Age, innovations have altered training approach for Cardinals’ Palmer
Apr 22, 2016, 4:02 PM | Updated: 10:30 pm
(AP Photo/Rick Scuteri)
TEMPE, Ariz. — Carson Palmer is taking a radically different approach to training this summer than he did last summer when he was coming off ACL surgery.
“So much of it last year was just getting healthy and getting strong,” the Cardinals quarterback said Monday at the opening of the team’s strength and conditioning program. “This year, without having to slow your way into it and having to be cautious because you had a repaired ACL, this year has been totally different.”
Rehabilitation was one thing, but this year’s training is also radically different from the early years of Palmer’s career. Palmer is 36, and while he isn’t cutting corners in his preparation for the season, age and mileage have forced him to alter his methods.
“When you get older you need more time to recover,” strength and conditioning coach Buddy Morris said. “You’re not as supple as you once were. You’re a little more beat up.
“The body can’t handle as much stress or as much volume of work so we make considerable adaptions to Carson. Everything is based on how they respond to the active dynamic warm-up when they come in each day.”
That doesn’t mean the Cardinals are treating Palmer with kid gloves.

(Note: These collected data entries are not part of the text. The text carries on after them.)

PR #388, opened 2026-08-17
extension: stop overriding the new tab page, add top nav to popup

spencerc99:
## Summary

Three related popup/navigation changes prompted by user churn after the new-tab takeover (~100 uninstalls):

1. **Revert the new tab override.** The walking-record history page no longer replaces the browser's new tab page. Removing `chrome_url_overrides` from `wxt.config.ts` was not enough — WXT auto-registers any entrypoint directory named `newtab`, so the entrypoint is renamed to `walking-record/` (served as `walking-record.html`, all references updated). A regression test asserts the built manifest never grows the override back.

2. **Hide the time page.** The `stats.html` per-domain time view is unlinked from the standalone page nav and the popup. The page itself stays live at its URL. Its "where did my time go" ranking overlaps enough with the new history page that it doesn't earn top-level placement.

3. **New popup header with top nav.** The popup header is now two tight rows: wordmark + cursor identity card, then mono nav links (`portrait ↗ history ↗`, scraps appears when its flag ships) directly below. The subtitle is removed; header height drops 115px → 56px. The presence count moved to the right end of the nav row. The old buried link row under the preview card is gone; changelog moved to the footer. Main sections reordered so the portrait preview card leads and collection status follows. Back links on Profile / Collections / Inventory now stack above the title consistently.

Design was explored through ~10 measured variants in `components-preview` (one-row integrated layouts genuinely cannot fit 3 items at 350px with the full wordmark — the chosen two-row layout fits 3+ items with 108px slack). The preview keeps a single living frame of the final header at 2 and 3 items.

## Testing

- `bun run test:extension`: 669 tests passing (2 new: header/nav structure, section order; 1 new: manifest has no `chrome_url_overrides`)
- `bun run check:extension` / `check:extension-website`: clean
- Rebuilt from wiped `dist/` and verified the manifest contains no new-tab override and emits `walking-record.html`

Screenshots incoming as a follow-up comment (real rendered popup).

## Release notes

Two bullets added to `extension/PENDING.md` (new tab restored; popup nav + reorder).

## Non-applicable checklist items

- No changeset: nothing under `packages/` changed (extension-only).
- No `apps/docs/` audit needed: extension surfaces are not covered by the library docs.
- Starter templates untouched: no core API change.

## Note for review

An announcement postcard CTA changed from `newtab.html` to `walking-record.html` — if any shipped announcement state is keyed on that URL, flag it.

PR #391, opened 2026-08-17
extension: opt-in new tab takeover with an onboarding step

spencerc99:
## Summary

Stacked on #388 (merge that first). Makes the history-page new-tab takeover **opt-in**, replacing the forced manifest override that drove ~100 uninstalls.

**Mechanism:** no `chrome_url_overrides` — a background `tabs.onCreated` listener redirects `chrome://newtab` to `walking-record.html` only when `newtab_takeover_enabled` (browser.storage.local) is true. The pref is cached in the worker (refreshed via `storage.onChanged`), never awaited on the hot path. Redirect replaces history, so Back never bounces through the empty new tab. Measured flash before the page lands: 124–149ms (~130ms avg).

**Two controls, one storage key:**
- A dedicated onboarding step ("See your browsing evolve") with a framed, populated preview of the history page, a default-checked "make this my new tab" box, and one Continue. The key is written explicitly on continue either way — checked → true, unchecked → false; no implicit default.
- A "make this my new tab" checkbox on the walking-record page itself for post-setup control. Verified end-to-end that the setup choice reads back correctly there.

The preview image is a real screenshot of the walking-record page fed with a seeded week of mock events through the extension's own event store (175KB PNG bundled at `extension/public/setup/walking-record-preview.png`). Note: it's static — regenerate via the capture script if the history page is redesigned.

**Bugfix that fell out:** the setup and settings collector lists showed a bare `element` row (no icon, no description) for the flag-gated scraps collector — visible to production users today. The lists now filter by the same released-or-dev-toggle rule the content script uses, and setup only writes collection-mode keys for visible collectors.

## Testing

- `bun run test:extension`: 674 passing (new: setup-step accept/decline storage writes, collector-type gating; updated: step-sequence tests)
- `bun run check:extension` clean
- Both toggle paths verified in a real Chromium against the built extension (storage value + history-page checkbox sync)
- Omnibox focus after redirect not yet verified by automation — checked manually

## Release notes

Three PENDING.md bullets: the setup choice, the merged new-tab wording from #388, and the element-row fix.

## Non-applicable checklist items

- No changeset: extension-only, nothing under `packages/`.
- No docs audit / starter changes: no core API touched.

Screenshots in a follow-up evidence comment.


spencerc99:
## Preview evidence

**Opt-in new tab takeover: onboarding step with live-data preview, grandfathering for existing users, collector-row fix. Shot from the built extension.**

[Open preview](https://github.com/spencerc99/playhtml/pull/391) · [Review all evidence](https://pr-evidence.spencerc99.workers.dev/review/ev-msxspowj-67d75f96) · Commit `b340c2c`

### New setup step (default on)

New setup step (default on)

Framed preview is a real screenshot of the history page seeded with a week of mock data; checkbox arrives checked, Continue writes the choice explicitly either way.

### Setup step, opted out

Setup step, opted out

Unchecking declines; the flow still advances and writes false.

### Bug: leaked element row (before)

Bug: leaked element row (before)

Production setup showed a bare fifth collector row for the flag-gated scraps collector — no icon, no description.

### Configure step (fixed)

Configure step (fixed)

Collector list now filters by the same released-or-dev-toggle rule the content script uses; four rows.

### History page in sync

History page in sync

The walking-record checkbox reads back checked after accepting during setup — both controls share one storage key.

spencerc99:
## Code review

- [P2] Do not drop the wake-up tab while the opt-in preference loads — `extension/src/features/newtab/takeover.ts:36-53`. In Manifest V3, a suspended service worker can be started by the same `tabs.onCreated` event handled here. `enabled` begins as `false`, storage hydration is asynchronous, and the listener returns before that promise resolves, so the first new tab after each worker suspension stays on the browser default even for opted-in users. Make the handler wait for a shared preference-readiness promise (then keep using the cache for later events), or otherwise ensure the event that wakes the worker is evaluated after hydration.

spencerc99:
Addressed the P2: the onCreated handler now awaits the initial storage hydration when it fires before the cache is ready (the service worker wake-up case), then keeps using the in-memory cache for subsequent tabs. Covered by new tests in `newtab-takeover.test.ts`, including the wake-race with a deferred storage read.

PR #397, opened 2026-08-18
extension: make the opt-in new tab redirect work on Firefox, honest Safari fallback

spencerc99:
## Summary

Pre-release hardening of the opt-in new tab takeover (#391), found by empirical testing in real browsers:

1. **Grandfather/redirect race (all browsers).** The migration writes `newtab_takeover_enabled` during worker startup, racing the redirect module's one-time cached read and its `onChanged` listener registration — captured live: the cache stayed `false` after the migration wrote `true`. Existing users' first post-update tabs would not have redirected. The preference is now read per new tab (once per tab; no hot-path cost that matters).
2. **Firefox event non-determinism.** In one session, a new tab reported `about:newtab` at `onCreated` in one trial and `about:blank` (URL arriving only via `onUpdated`) in the next. Both paths handled; `about:home` added; the first real URL on a blank tab decides — a navigation to anything else leaves the tab alone. Never redirects twice.
3. **Safari fallback.** Safari cannot replace the new tab, so the setup step keeps the preview but swaps the checkbox for a bookmark/pin suggestion (writes `false`); same on the history page. Non-Safari behavior unchanged.

## Evidence

- Firefox (web-ext, real browser): 5/5 new tabs land on `walking-record.html`
- Chromium (playwright + CDP-created `chrome://newtab/` tabs): 3/3, no regression
- Extension console output had to be captured via a local log collector — web-ext does not relay it to stdout

## Testing

784 passing (123 files); takeover unit tests rewritten to encode observed Firefox behavior; two vacuous Safari setup tests (asserting non-Safari UI under a Safari mock) moved and fixed. `check:extension` clean; Chrome/Firefox/Safari builds succeed.

No changeset (extension-only). No new PENDING bullet: this fixes behavior that ships in the same release as the existing bullets.


spencerc99:
## Code review

- [P2] Add the required screenshots for the new Safari-only UI — [`extension/src/components/SetupPage.tsx:542-545`](https://github.com/spencerc99/playhtml/blob/65f417b216fcd6230495bf98fc8805700f3074c0/extension/src/components/SetupPage.tsx#L542-L545) and [`extension/src/entrypoints/walking-record/walking-record.tsx:382-387`](https://github.com/spencerc99/playhtml/blob/65f417b216fcd6230495bf98fc8805700f3074c0/extension/src/entrypoints/walking-record/walking-record.tsx#L382-L387). These changed branches introduce visible Safari-specific replacement copy on two extension surfaces, but the PR has no screenshots of either surface. The root `AGENTS.md` explicitly requires every user-facing change to be verified on the real affected surface and accompanied by screenshots. Attach screenshots from the real Safari extension showing the setup new-tab step and the walking-record bookmark/pin notice.

PR #406, opened 2026-08-21
common: avoid redundant shared-data writes

spencerc99:
## Summary

- skip writes when incoming shared-data primitives have not changed
- preserve equal arrays instead of replacing them in SyncedStore proxies
- compare nested plain objects without depending on property insertion order

## Why

Room bridges send complete shared-element subtrees. `deepReplaceIntoProxy` previously rewrote every primitive and array in an incoming subtree, even when only property order differed or one nested value changed. Each rewrite appended Yjs history.

The production showcase room amplified semantically unchanged `student-projects` updates into rapid document growth, repeated autosaves, compactions, and Durable Object memory resets.

## Verification

- `bun run test:common`: 18 tests passed
- `bun run --cwd packages/common build`: passed
- `tsc -p partykit`: passed
- production Worker dry-run bundle: passed
- deployed to staging as `a618c71f-9d42-4c0b-831a-edf85d91cfcf`
- deployed to production as `a34c9773-52bc-4cde-ac91-e481799c0150`
- restored the production showcase document with all 27 projects preserved
- observed zero document growth and no semantic change across a 45-second bridge interval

“There’s a falsity that people think the older you get, the less you train,” Palmer said. “It’s actually the opposite. The older you get the harder you train.
“You need to be more efficient with your time. Maybe the two-and-a-half and three-and-a-half hour workouts need to be slimmed down to two hours, but you’re getting more in probably because you’re going at a faster tempo and a faster rate.”
Palmer said there is a danger in being unduly cautious in his preparation due to age.
“You may alter some exercises that you did when you were 22, 23 years old but you can’t go easier or try to be careful or try not to get hurt because once you get on the football field you’ve been training to not get hurt and that’s kind of when you get yourself in some difficult situations,” he said.
Morris said the focus for Palmer is in line with his overall philosophy for the team.
“What I do for Carson is more body weight, more movement prep-based,” he said. “I don’t care how strong you get; if you can’t move you can’t help us. So really, the foundation of our program is securing biomechanical efficiency and periods of fatigue and making sure our athletes are able to move.”
Palmer admits that training technology and science is progressing at dizzying rate. He tries to incorporate the latest innovations and philosophies, but only to a point.
“People come up with new ways and you find out something you’re doing this year or something you were doing last year, everyone is slamming it that it’s hurting athletes,” he said. “You’ve got to take everything with a grain of salt.
“I listen to the new stuff, I try it out and if it works it works. If it doesn’t I still feel really good about what I’ve done over my career to get ready and I’ll stick to those things.”